Cuando en 2012 Gilles-Eric Séralini, biólogo de la Universidad de Caen, publicó en Food and Chemical Toxicology un estudio que mostraba alteraciones hormonales y tumores en ratas alimentadas por dos años con maíz transgénico NK 603 resistente al Roundup, fue, desde luego, vilipendiado, pero además la revista se retractó por la publicación. Los Monsanto Papers han revelado que la empresa pidió a varios expertos que escribieran cartas exigiendo su retractación al editor, Wallace Hayes –que, por otra parte, era asesor de Monsanto desde agosto– (3).

Cuando en 2009 Andrés Carrasco, un científico con descubrimientos importantes, publicó en Página 12 los resultados de un estudio sobre efectos del glifosato en embriones anfibios, el ministro Lino Barañao envió un email el 4 de mayo al Comité Nacional de Ética en Ciencia y Tecnología pidiendo su evaluación –se pedía la evaluación ética de un científico por haber investigado una sustancia–. Al doctor –secretario de Ciencia del Ministerio de Defensa– se le pidió moderar la crítica. Renunció. Al año siguiente, Chemical Research in Toxicology publicó su estudio (4). Descalificado antes por salir en un diario, su aparición en la revista científica no alteró el curso de las cosas. En 2011 se conocieron –Wikileaks filtró documentos– las presiones de la embajada estadounidense a favor de Monsanto. Convertido en paria para la comunidad de la que otrora fue miembro influyente, Carrasco murió de infarto en 2014.

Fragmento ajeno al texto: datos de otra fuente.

PR #2390, opened 2026-07-31
perf(tests): fix the dead SSRF DNS stub and cut three fixed costs from test-all

### LINKED ISSUE #2386: bug(tests): the SSRF DNS mock stubs dnsModule.default but liveness-browser calls the namespace — test passes by accident and costs 12s per run
The SSRF liveness test mocks the wrong object, so the mock never applies and the test asserts the right verdict for the wrong reason. It also costs 12.4 seconds of every suite run.

## The mismatch

test-all.mjs:766-778 stubs the **default export**:

```js
mock.method(dnsModule.default, 'resolve4', ...);
mock.method(dnsModule.default, 'resolve6', ...);
mock.method(dnsModule.default, 'lookup',   ...);
```

liveness-browser.mjs:136-141 imports the module and calls the **namespace bindings**:

```js
const dns = await import('dns/promises');
const [ipv4, ipv6, lookupList] = await Promise.all([
  dns.resolve4(hostname).catch(() => []),
  dns.resolve6(hostname).catch(() => []),
  dns.lookup(hostname, { all: true }).catch(() => [])
]);
```

`dns.resolve4` and `dnsModule.default.resolve4` are different bindings, so the stub is never consulted. The code under test goes to the real OS resolver for `ssrf-blocked-host.local`.

## Why it still passes

The mock was written to return `127.0.0.1` so the SSRF guard would reject a loopback address. In reality the OS resolves nothing for that `.local` name, the address list comes back empty, and the guard returns `blocked_host` anyway. Same verdict, completely different code path, and the loopback-rejection branch the test was written to cover is never actually exercised.

## The 12 seconds

Decomposed in isolation, `checkUrlLiveness(mock, ...)` takes 12,358 ms:

```
dns/promises resolve4('ssrf-blocked-host.local')  ->      1 ms
dns/promises resolve6(...)                        ->      0 ms
dns/promises lookup(...)                          -> 12,324 ms   <-- mDNS/LLMNR
```

`Promise.all` waits on all three, so a Windows mDNS/LLMNR resolution of a `.local` name sets the floor for the whole suite section. That is 11.6% of a 106.7 s run spent waiting on a name that was supposed to be mocked.

## Fix

Mock the namespace object returned by `await import('dns/promises')`, or add a resolver seam to `resolveHostAddresses` and inject it. Either way the test starts exercising the loopback-rejection branch it claims to cover, and the 12 s disappears.

One thing to watch: `dnsCache` at liveness-browser.mjs:128 memoizes per hostname, so a test that resolves the same host earlier in the run could mask the assertion once the mock actually works.

### LINKED ISSUE #2387: perf(tests): 74% of test-all.mjs wall clock is child-process spawns — ~33s recoverable at no coverage cost
`node test-all.mjs` takes 106.7 s here (2747 passed, 1 failed, 2 warnings). Instrumenting it with a `child_process` interception loader and a per-log-line timeline:

```
child_process: execFileSync 413 (77,563ms) + spawnSync 13 (882ms) + execSync 2 (149ms)
             = 428 spawns / 78,594 ms = 73.7% of wall clock
non-spawn time: 28,083 ms
```

392 of the 428 spawns finish in under 250 ms (avg 57 ms), so most of that is cold start, not work. Bare Node cold start on this machine is 37 ms; `node --check test-all.mjs` is 54 ms.

Two things worth ruling out first, since they look like the obvious suspects and are not:

- **The discovered `tests/*.test.mjs` suites are fine.** They run in-process via `await import` and sequentially (test-all.mjs:105-115): 102 files, 10,171 ms, 9.5% of wall. Parallelising would need worker processes plus counter aggregation, since `passed`/`failed`/`warnings` are module-level globals in tests/helpers.mjs:14-16, and several suites (portal-health-lock, tracker-busy-timeout, merge-tracker concurrency) deliberately contend on shared paths. Max 10 s for real breakage risk.
- **No `npm install` runs anywhere**, and the `node_modules` "symlink test" (test-all.mjs:6206) creates a junction rather than a copy, so it costs about 0 ms. On an unprivileged Windows box it EPERMs, which is the one pre-existing failure.

### 1. `fix-slugs.mjs --dry-run` burns its full 15 s network timeout every run (15,016 ms, 14.1%)

test-all.mjs:4300 spawns the real CLI with `timeout: 15000`, and fix-slugs.mjs:78-87 probes live `boards-api.greenhouse.io`, `jobs.ashbyhq.com` and `jobs.lever.co`. The `catch {}` at :4306 says "Network is reachable-or-not in CI; either way, no write should occur", so the test deliberately eats the timeout.

The assertion is only that a dry run wrote nothing to disk, which is orthogonal to network reachability. Dropping the timeout to ~2 s, or pointing the child at a stub, saves 13-15 s with no coverage loss.

### 2. Section 2 copies `web/node_modules` (~9,600 ms warm, 22,288 ms cold)

The exclusion at test-all.mjs:221 is `if (dirname(src) === ROOT && exclude.includes(name)) return;` — basename matching at the repo root only. The comment explains why: nested fixture dirs like `test-fixtures/upgrade/state-*/data` must still be copied. But that also means nested `web/node_modules` (16,369 files, gitignored per web/.gitignore:2) and `graphify-out/` get copied byte for byte.

```
copyDirSync TOTAL: 14,215 ms | 17,712 files | 481.6 MB   (cold)
  web -> 13,779 ms / 16,369 files ; graphify-out -> 168 ms / 548 files
rmSync: 8,073 ms
```

Excluding `web/` alone drops the copy to ~1,343 files. The fix needs to keep the existing nested-fixture behaviour: match `node_modules` and `.git` at any depth while leaving `data/` and `reports/` matched at root only.

Worth noting this is a local-dev win, not a CI one: .github/workflows/test.yml:38-39 installs at root only and never installs `web/`, so `web/node_modules` does not exist on CI.

### 3. 111 sequential `node --check` spawns (5,455 ms → ~700 ms)

test-all.mjs:137-144 loops `run(NODE, ['--check', f])` one file at a time. 112 spawns, 5,556 ms, 50 ms average, which is essentially pure cold start. Pooling the same 111 files:

| strategy | ms |
|---|---|
| sequential | 3,974 |
| pool(4) | 1,067 |
| pool(8) | 694 |
| pool(16) | 589 |

`--check` is pure and touches no shared state, so the only requirement is collecting results and emitting `pass`/`fail` in the original order to keep output byte-identical.

### 4. `archive-posting` fetches a live Greenhouse job and renders it in a real browser (~8,700 ms, 8.2%)

test-all.mjs:4915-4930 fetches a real posting from the Greenhouse API, then renders it with `timeout: 60000`. One spawn alone is 6,719 ms, plus a 1,958 ms gap for the live fetch. Beyond the cost, this makes the suite non-deterministic — it depends on a third party's job board being up.

The code already degrades to `warn(...)` when offline, so the skip path exists. Gating behind `CAREER_OPS_LIVE_TESTS=1` or a nightly job, with a local-fixture render on the PR path, is the trade: genuine end-to-end coverage on every PR in exchange for ~8.7 s and determinism.

## Separately: `--quick` does almost nothing

`QUICK` is referenced twice, and the only gate is `if (!QUICK)` at test-all.mjs:864 around the Go dashboard build. That is 2.2 s out of 107 s. CI runs `--quick` on the assumption it is a fast path, which it is not — worth either making it meaningful or dropping the flag.

## Also measured, lower payoff

- 22 `bash.exe` spawns totalling 6,744 ms (batch-runner sections; Git Bash startup is expensive on Windows). Batching the spend_tier assertions into one runner invocation recovers ~4 s.
- Section 2's 45 script spawns total 21,954 ms, dominated by five heavy children (set-status-tests 5,140 ms, tracker-writer-lock-tests 3,561 ms, followup-seed-tests 2,735 ms, tracker-columns-tests 2,415 ms, company-history.test 1,260 ms). Mostly irreducible: they spawn their own grandchildren and tracker-writer-lock-tests has genuine `sleep()` calls. The other ~40 `--self-test` scripts are read-only and pool-safe in principle, but they share one `scriptTmp/data/applications.md`, so the tracker-mutating ones would need per-script copies first.
- `go build` 2,195 ms and `node --test test/pipeline-lock.test.mjs` 2,337 ms — isolated, hard to reduce.
- Uncached `readFileSync` across 189 read sites is noise: non-spawn time is 28.1 s total and DNS, the repo copy, and the discovered suites account for essentially all of it.

Items 1, 2 and 3 are roughly 33 s combined, low risk, and cost no coverage. Happy to send PRs for those. Item 4 is a policy call about live-network tests, so I'd rather ask first.

There is a related 12.4 s item I filed separately, since it is a correctness bug rather than a tuning question.

Scott-Emberson:
Closes #2386
Closes #2387

Both issues change `test-all.mjs`, so they share one branch as two separate commits. Splitting them across two PRs would guarantee a conflict on that file for no benefit.

## #2386: the SSRF DNS stub never applied

The test stubbed `resolve4`, `resolve6` and `lookup` on the `dns/promises` module object. `liveness-browser.mjs` imports that module dynamically and calls the namespace bindings, which are immutable, so the stub never took effect. The test passed by a route it was not written to take: real DNS returned nothing for `ssrf-blocked-host.local`, the resolver threw on the empty address list, and the guard reported `blocked_host` anyway. The loopback rejection the test exists to cover never ran. On Windows the doomed lookup also cost 12.3 s of mDNS and LLMNR timeouts on every suite run.

I checked whether the module object could be patched at all before touching production code:

```js
mock.method(dnsModule.default, 'resolve4', () => Promise.resolve(['127.0.0.1']));
await ns.resolve4('ssrf-blocked-host.local');   // still hits real DNS: ECONNREFUSED
```

So the fix is a seam. `setHostResolver(fn)` in `liveness-browser.mjs` swaps the resolver, returns a restore function, and clears the memo cache in both directions, since `dnsCache` would otherwise serve a verdict computed under one resolver to the next and mask the assertion. The test injects a resolver that answers `127.0.0.1` for the synthetic host and a public address for everything else, then restores it in a `finally` so a stub can never leak into a later suite in the same process.

Evidence that the loopback branch now runs, from the suite log:

```
before: ... - DNS resolution returned no addresses for ssrf-blocked-host.local
after:  ... - Access denied: Egress guard blocked private target IP 127.0.0.1
```

The assertion now requires the blocked reason to name `127.0.0.1`, not just `code === 'blocked_host'`. That code alone cannot tell "the guard rejected loopback" from "the host resolved to nothing", which is the ambiguity that let a dead stub sit there unnoticed.

## #2387: items a, b and c

**a. `fix-slugs` dry-run timeout, 15 s to 2 s.** The child probes live Greenhouse, Ashby and Lever endpoints, so on a connected machine it never finishes. An unbounded run of the same command takes 45.5 s here, so the 15 s timeout was always reached and the `catch` always swallowed the kill. The assertion is that a dry run wrote nothing to disk, which holds at any timeout, and it is unchanged.

**b. `node --check` through a bounded pool of 8.** `--check` parses one file and exits: no user code, no shared state, no dependency on any other file. Results are collected by index and printed afterwards in the original readdir order, so the log stays byte identical no matter which child finishes first. Over the same 111 files on this machine: 4252 ms sequential, 726 ms pooled.

**c. Section 2's throwaway repo copy now skips `node_modules` and `.git` at any depth.** The root-only rule is deliberate and stays for every other entry, because nested fixture dirs such as `test-fixtures/upgrade/state-*/data` and `.../reports` must still be copied (`seed-fixture.mjs --self-test` reads them from inside the copy). Only those two names move into an any-depth set. A checkout that has installed the web app's dependencies carries a `web/node_modules` of about 430 MB that was being copied in full on every run. Measured against such a checkout, warm cache, two rounds each: 5526 ms and 5743 ms before, 452 ms and 475 ms after.

## Measured on this machine

Windows 11, Node 22.23, worktree off `upstream/main` at 93b1cbb, full `node test-all.mjs` with no flags.

| run | wall clock | passed | failed | warnings |
|---|---|---|---|---|
| baseline | 100.8 s | 2747 | 1 | 2 |
| after #2386 | 84.4 s | 2747 | 1 | 2 |
| after #2387 | 60.1 s | 2747 | 1 | 2 |

The pass count is identical at every step, so nothing dropped out of discovery or ordering. Diffing the baseline log against the final one shows only the intended change to the SSRF reason string, plus per-run noise in temp dir names and a few timing values. Both logs are 3206 lines.

The single failure is pre-existing on all three runs and environmental, not something this PR introduces or fixes:

```
analyze() appDateSource end-to-end check crashed: EPERM: operation not permitted, symlink
```

That is an unprivileged Windows user without symlink rights.

One caveat on item c: this worktree has no `web/node_modules`, so its saving is not in the table above. It was measured separately against a checkout that does have one, as described.

## Deliberately not in this PR

Item 4 of #2387, the live Greenhouse archive-posting test, and the `--quick` flag question. Both are policy calls about what the suite may depend on and what a fast run should skip, so they are yours to decide rather than mine to assume.

## Summary by CodeRabbit

* **Bug Fixes**
  * Improved DNS resolution handling for more reliable network protection.
  * Strengthened SSRF redirect checks, including detection of private resolved addresses.
  * Preserved legitimate subresource requests during security validation.

* **Tests**
  * Expanded syntax and security test coverage.
  * Improved test execution efficiency with bounded parallel processing.
  * Enhanced temporary test isolation by excluding dependency and version-control directories.

### DIFF
--- a/liveness-browser.mjs
+++ b/liveness-browser.mjs
@@ -127,24 +127,58 @@ export function rejectPrivateOrInvalid(url) {
 
 const dnsCache = new Map();
 
+// Real DNS: resolve4 + resolve6 + lookup, each tolerant of its own failure, so a
+// host that only answers on one of the three still yields an address list.
+async function resolveViaDns(hostname) {
+  const dns = await import('dns/promises');
+  const [ipv4, ipv6, lookupList] = await Promise.all([
+    dns.resolve4(hostname).catch(() => []),
+    dns.resolve6(hostname).catch(() => []),
+    dns.lookup(hostname, { all: true }).catch(() => [])
+  ]);
+  return Array.from(new Set([
+    ...ipv4,
+    ...ipv6,
+    ...lookupList.map(item => item.address)
+  ]));
+}
+
+let hostResolver = resolveViaDns;
+
+/**
+ * Swap the resolver the egress guard uses, returning a restore function.
+ *
+ * `dns/promises` is imported dynamically and the guard calls the ESM namespace
+ * bindings, which are immutable — monkey-patching the module object has no
+ * effect on them (#2386). Without this seam a test can only ever reach the
+ * "host resolved to nothing" branch: the real resolver returns an empty list
+ * for the synthetic hostname, the guard blocks on that, and the loopback
+ * rejection the test exists to cover never runs. The memo cache is cleared on
+ * every swap, in both directions, so a verdict computed under one resolver can
+ * never be served to the next.
+ *
+ * @param {((hostname: string) => Promise<string[]>)|null} resolver - Resolver to
+ *   install, or null to restore the real DNS one.
+ * @returns {() => void} Restores the resolver in place before this call.
+ */
+export function setHostResolver(resolver) {
+  const previous = hostResolver;
+  hostResolver = resolver ?? resolveViaDns;
+  dnsCache.clear();
+  return () => {
+    hostResolver = previous;
+    dnsCache.clear();
+  };
+}
+
 async function resolveDnsCached(hostname) {
   if (dnsCache.has(hostname)) {
     const cached = dnsCache.get(hostname);
     if (cached instanceof Error) throw cached;
     return cached;
   }
-  const dns = await import('dns/promises');
   try {
-    const [ipv4, ipv6, lookupList] = await Promise.all([
-      dns.resolve4(hostname).catch(() => []),
-      dns.resolve6(hostname).catch(() => []),
-      dns.lookup(hostname, { all: true }).catch(() => [])
-    ]);
-    const addresses = Array.from(new Set([
-      ...ipv4,
-      ...ipv6,
-      ...lookupList.map(item => item.address)
-    ]));
+    const addresses = await hostResolver(hostname);
     if (addresses.length === 0) {
       throw new Error(`DNS resolution returned no addresses for ${hostname}`);
     }
--- a/test-all.mjs
+++ b/test-all.mjs
@@ -145,14 +145,32 @@ const mjsFiles = readdirSync(ROOT).filter(f => f.endsWith('.mjs'));
 const SYNTAX_POOL_SIZE = 8;
 const execFileAsync = promisify(execFile);
 const syntaxOk = new Array(mjsFiles.length);
+const syntaxDetail = new Array(mjsFiles.length);
 let nextSyntaxIdx = 0;
+
+// A bare catch reports a child killed on timeout, or one that never spawned, as
+// "has syntax errors" — sending the reader hunting for a parse error that does
+// not exist. Keep enough of the child's own diagnosis to tell those apart.
+const describeCheckFailure = (err) => {
+  if (err?.killed || err?.signal === 'SIGTERM' || err?.code === 'ETIMEDOUT') {
+    return `node --check timed out after 30000ms${err.signal ? ` (signal ${err.signal})` : ''}`;
+  }
+  const stderr = String(err?.stderr ?? '').trim();
+  if (!stderr) return `no stderr (exit ${err?.code ?? 'unknown'})`;
+  const clipped = stderr.length > 2000
+    ? `${stderr.slice(0, 2000)}\n    ... (${stderr.length - 2000} more chars)`
+    : stderr;
+  return clipped.replace(/\n/g, '\n    ');
+};
+
 const syntaxWorker = async () => {
   for (let i = nextSyntaxIdx++; i < mjsFiles.length; i = nextSyntaxIdx++) {
     try {
       await execFileAsync(NODE, ['--check', mjsFiles[i]], { cwd: ROOT, timeout: 30000 });
       syntaxOk[i] = true;
-    } catch {
+    } catch (err) {
       syntaxOk[i] = false;
+      syntaxDetail[i] = describeCheckFailure(err);
     }
   }
 };
@@ -163,7 +181,7 @@ mjsFiles.forEach((f, i) => {
   if (syntaxOk[i]) {
     pass(`${f} syntax OK`);
   } else {
-    fail(`${f} has syntax errors`);
+    fail(`${f} has syntax errors\n    ${syntaxDetail[i] ?? 'no diagnostic captured'}`);
   }
 });
 
--- a/test-all.mjs
+++ b/test-all.mjs
@@ -24,10 +24,11 @@
  */
 
 
-import { execSync, execFileSync, spawn, spawnSync } from 'child_process';
+import { execSync, execFile, execFileSync, spawn, spawnSync } from 'child_process';
 import { readFileSync, existsSync, readdirSync, mkdtempSync, mkdirSync, writeFileSync, rmSync, statSync, unlinkSync, realpathSync, symlinkSync, copyFileSync } from 'fs';
 import { join, dirname, basename, delimiter } from 'path';
 import { tmpdir } from 'os';
+import { promisify } from 'util';
 import { fileURLToPath, pathToFileURL } from 'url';
 import yaml from 'js-yaml';
 import { pass, fail, warn, run, formatRunFailure, fileExists, finish, ROOT, QUICK, NODE, getBash, toBashPath } from './tests/helpers.mjs';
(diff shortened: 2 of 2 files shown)


santifer:
The dead stub is the important half here, @Scott-Emberson: because ESM namespace bindings are immutable, the old test could only ever reach the "host resolved to nothing" branch — the loopback rejection it existed to cover never ran. That's a blind guard in the one module whose job is blocking SSRF, so a seam is warranted. I did think hard about setHostResolver being an exported mutable global there: my read is that anyone able to import the module and call it is already executing code in the same process, so there's no trust boundary being crossed — but it's worth a test-only note at the export, and it must never become reachable from anything network-facing. One inaccuracy for the record: the restore closure reinstates the previous resolver, not the real one, so nested or out-of-order swaps would restore a stale stub. Fine with one call site, fragile if a second appears. Merged! 🚀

Hay muchos casos –el del bioquímico húngaro Arpad Pusztai, del Instituto Rowett, de Aberdeen, científico que pasó de prestigioso a despreciado por investigar posibles efectos adversos de cultivos transgénicos en animales, es de los 90– pero lo que queremos subrayar es que cuando se cuestiona la inocuidad, o meramente cuando se publican otras investigaciones o se plantean dudas, sobre productos industriales que generan flujos de capital tan enormes, que sostienen un modelo agrícola globalmente extendido tan dependiente de ellos y que involucra tantos actores, incluso gobiernos, tenemos un problema político y epistemológico. Las relaciones entre la producción científica y las corporaciones para las que el respaldo del consenso académico es estrategia mercadotécnica y requisito de aprobación de sus productos por los organismos reguladores son relaciones políticas, y esas relaciones políticas imponen –en la prensa, los gobiernos, las instituciones, hasta las universidades– un discurso profundamente anticientífico que sistemáticamente, y en nombre de la «ciencia», descalifica y aun censura la investigación y las ideas independientes, y este es un problema epistemológico.

Notas 

(1) Kearns, Glantz et al. «Sugar industry and coronary heart disease research early», JAMA Intern Med., 2016, 176 (11).

(2) En línea: https://usrtk.org/pesticides/mdl-monsanto-glyphosate-cancer-case-key-documents-analysis/ 

(3) El estudio lo republicó otra revista científica: Séralini et al. «Long-term toxicity of a Roundup herbicide and a Roundup-tolerant genetically modified maize», Environmental Sciences Europe, 2014, 26 (14).

(4) Paganelli et al. «Glyphosate-based herbicides produce teratogenic effects on vertebrates by impairing retinoic acid signaling», Chem Res Toxicol, 2010, 18, 23 (10).